The sector was nearing a dangerous tipping point, driven by pilot fatigue, an air-traffic-control overload, human resource shortages and rapid business expansion.
As a Mint editorial observed, it is apparent that IndiGo had used its market dominance to blackmail authorities into giving it relief, albeit temporary. While the DGCA issued IndiGo a show-cause notice and is working to enforce its regulations, it is relevant to place the case under the lens of India’s competition regime.
With the airline in control of nearly two-thirds of the market in a near-duopoly scenario, there is little doubt over its dominance, although due process would have to establish it. Anti-trust laws provide that stiff penalties, as stipulated under Section 27 of the Competition Act of “up to 10% of the average turnover for the last three preceding financial years” may be considered for “abuse of dominance” by an enterprise. ‘Dominance’ and ‘abuse’ may have to be examined under a procedure laid out in Section 26 of the Act.
One section relevant for all dominant undertakings, though, has gone relatively unnoticed and has not been used so far in India. This must also be brought to the table. According to Section 28 of the law, the Competition Commission of India may—notwithstanding anything contained in any other law in force—direct the division of an enterprise in a dominant position to ensure that such an enterprise does not abuse its dominance. The mechanism for such a division has been elaborated upon in various sub-sections of Section 28(2).
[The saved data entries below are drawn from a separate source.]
PR #186, opened 2020-11-10
test: immutable map

### LINKED ISSUE #107: Write tests for immutableMap

dominictwlee:
closes #107 

Tests the api of immutable map.

### DIFF
--- a/tests/immutableMap.test.ts
+++ b/tests/immutableMap.test.ts
@@ -13,14 +13,16 @@ import {
 describe('immutable writes', () => {
   it('returns copy on set item', () => {
     const m = mCreate()
-    const m2 = mSet(m, 1, 'a')
+    const key = new Map()
+    const m2 = mSet(m, key, 'a')
     expect(m).not.toEqual(m2)
   })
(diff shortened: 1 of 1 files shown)


tests/immutableMap.test.ts
```diff
@@ -0,0 +1,127 @@
...
+
+  it('returns copy on merge', () => {
+    const m = mCreate()
+    const m2 = mCreate()
+    const m3 = mMerge(m, m2)
+    expect(m).not.toEqual(m3)
+    expect(m2).not.toEqual(m3)
+  })
+
+  it('does not mutate on set', () => {
```
dai-shi, line 35: on get?

dai-shi (approved):

dai-shi:
Thanks for your work!

PR #188, opened 2020-11-11
refactor with atom revision number and dependents weak map

### LINKED ISSUE #184: Updating an atom dependency without having the dependent in the same component doesn't update the dependent
## Context

I have an `attackerSkillSetAtom` atom:

```jsx
import { atom } from 'jotai';

export const attackerSkillSetAtom = atom({
  someExampleSkill: 3,
  anotherSkill: 2
});
```

I have a component with a `skillSetAtom` prop that accepts an atom:

```jsx
import { useAtom } from 'jotai';

export const UpdateSkill = ({ skillSetAtom, skill }) => {
  const [skillSet, setSkills] = useAtom(skillSetAtom);

  const handleChange = change => {
    setSkills({
      ...skillSet,
      [skill]: skillSet[skill] + change
    });
  };

  return (
    <>
      <button onClick={() => handleChange(-1)}>-</button>
      <input type='text' value={skillSet[skill]} disabled />
      <button onClick={() => handleChange(1)}>+</button>
    </>
  );
};
```

I have a page in my app that displays skills (for a game) in a list with these `UpdateSkill` components on it. The route for this page is `/skills/:party` because I'd like to show a different skill set for the attacking player and the defending player. My routing component feeds the `party` prop, and the component selects the appropriate atom based on that. To keep it simple, here is a simplified example of that page component `SkillsScreen` that feeds one single `UpdateSkill` component:

```jsx
import { attackerSkillSetAtom, defenderSkillSetAtom } from '../atoms';

const skillSetAtom = {
  attacker: attackerSkillSetAtom,
  defender: defenderSkillSetAtom
};

export const SkillsScreen = ({ party }) => {
  return (
    <>
      <h2>Some Example Skill</h2>
      <UpdateSkill skillSetAtom={skillSetAtom[party]} skill='someExampleSkill' />
    </>
  );
};
```

However, users of the app aren't mainly interested in setting skills. They are interested in the effects their skills have. So I have another atom that keeps track of skill effects: `attackerSkillEffectsAtom`:

```jsx
const getSkillEffects = skillSetAtom => get => {
  const skillSet = get(skillSetAtom);

  // for simplicity of the example, I'm just adding up whatever their skill values are
  return Object.keys(skillSet).reduce((sum, skill) => sum + skillSet[skill], 0);
};

export const attackerSkillEffectsAtom = atom(getSkillEffects(attackerSkillSetAtom));
```

The reason I provide a curried function to `atom()` is that I do the same for `defenderSkillEffectsAtom` and I don't want to duplicate code.

I have a "homepage" component that lists a player's skill effects:

```jsx
import { useAtom } from 'jotai';
import { attackerSkillEffectsAtom } from '../atoms';

export const HomeScreen = () => {
  const [skillEffects] = useAtom(attackerSkillEffectsAtom);

  return (
    <pre>
      Attacker skill effects are: {JSON.stringify(skillEffects, null, 2)}
    </pre>
  );
};
```

## Problem

When navigating to `/skills/attacker` and changing the skill value, then navigating back to `/`, the derived atom doesn't appear to have updated.

However, if I use my derived atom in `SkillsScreen`, the same place where the dependency atom is imported, it will update immediately as expected:

```diff
- import { attackerSkillSetAtom, defenderSkillSetAtom } from '../atoms';
+ import { attackerSkillSetAtom, defenderSkillSetAtom, attackerSkillEffectsAtom, defenderSkillEffectsAtom } from '../atoms';

  const skillSetAtom = {
    attacker: attackerSkillSetAtom,
    defender: defenderSkillSetAtom
  };

+ const skillEffectsAtom = {
+   attacker: attackerSkillEffectsAtom,
+   defender: defenderSkillEffectsAtom
+ };
+
  export const SkillsScreen = ({ party }) => {
+ const [skillEffects] = useAtom(skillEffectsAtom[atom]);
+
    return (
      <>
        <h2>Some Example Skill</h2>
        <UpdateSkill skillSetAtom={skillSetAtom[party]} skill='someExampleSkill' />
+       <pre>{skillEffects}</pre>
      </>
    );
  };
```

Now when navigating back to `/`, the value remains updated.

**Is this designed behaviour of jotai?**

dai-shi:
close #184 

This is rather a big refactoring:
- atom revision
- atom dependencies (not dependents)
- dependents map (weak map)

### DIFF
--- a/.size-snapshot.json
+++ b/.size-snapshot.json
@@ -1,27 +1,27 @@
 {
   "index.js": {
-    "bundled": 19623,
-    "minified": 8787,
-    "gzipped": 3280,
+    "bundled": 20883,
+    "minified": 9189,
+    "gzipped": 3330,
     "treeshaked": {
       "rollup": {
         "code": 274,
         "import_statements": 92
       },
       "webpack": {
-        "code": 1407
+        "code": 1377
       }
     }
   },
   "index.cjs.js": {
-    "bundled": 23566,
-    "minified": 10980,
-    "gzipped": 3842
+    "bundled": 24827,
+    "minified": 11396,
+    "gzipped": 3924
   },
   "index.iife.js": {
-    "bundled": 25033,
-    "minified": 9007,
-    "gzipped": 3504
+    "bundled": 26332,
+    "minified": 9414,
+    "gzipped": 3582
   },
   "utils.js": {
     "bundled": 3413,
--- a/src/core/Provider.ts
+++ b/src/core/Provider.ts
@@ -259,7 +259,7 @@ const readAtomState = <Value>(
         return aState.value
       }
       // a === atom
-      const aState = mGet(nextState.s, a)
+      const aState = mGet(nextState.s, a) || atomStateCache.get(a)
       if (aState) {
         if (aState.readP) {
           throw aState.readP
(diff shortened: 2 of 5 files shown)


dai-shi:
@mdingena 's reproduction fixed: https://codesandbox.io/s/gallant-dawn-mbi0l

dai-shi:
There should still be room for improvement, but for now let's merge this in.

There are several instances around the world where such action has been taken. Major US examples of dominant undertakings being broken up by antitrust authorities include Standard Oil in 1911 and AT&T in 1982; the latter case resulted in the creation of smaller regional telecom operators popularly referred to as ‘Baby Bells.’ Other examples include Korean Air’s acquisition of Asiana Airlines and Lufthansa’s investment in ITA Airways.
IndiGo’s market share in India, its control of airport slots at key metros, its network reach and disregard of DGCA directives could all be examined to see whether it dominates domestic air passenger services and has been guilty of ‘abuse.’ The possibility of it being split into two or more airlines could also be looked at as a solution.
Ultimately, this meltdown demands a reckoning. Aviation isn’t just another business. It’s the connective tissue of our growth story. This is not a question of punishment, but of a sustainable re-takeoff. Regulators must enforce rules strictly, prioritizing passenger convenience and safety over scale. Watchdogs like the DGCA and CCI must ease the airline’s market grip. Only then can we speak of open skies.
The author is chairman, Competition Advisory Services India, and former chairman, Competition Commission of India.